> **INPUT DATA**:

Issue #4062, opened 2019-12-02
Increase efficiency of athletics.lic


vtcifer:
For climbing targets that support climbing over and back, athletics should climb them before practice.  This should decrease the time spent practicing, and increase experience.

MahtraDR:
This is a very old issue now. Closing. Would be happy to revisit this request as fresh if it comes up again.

> **EXERCISE BRIEF**: A verbatim transcription of all the entries above is required.

> **RESULT OF THIS EXERCISE**:
Issue #4062, opened 2019-12-02
Increase efficiency of athletics.lic


vtcifer:
For climbing targets that support climbing over and back, athletics should climb them before practice.  This should decrease the time spent practicing, and increase experience.

MahtraDR:
This is a very old issue now. Closing. Would be happy to revisit this request as fresh if it comes up again.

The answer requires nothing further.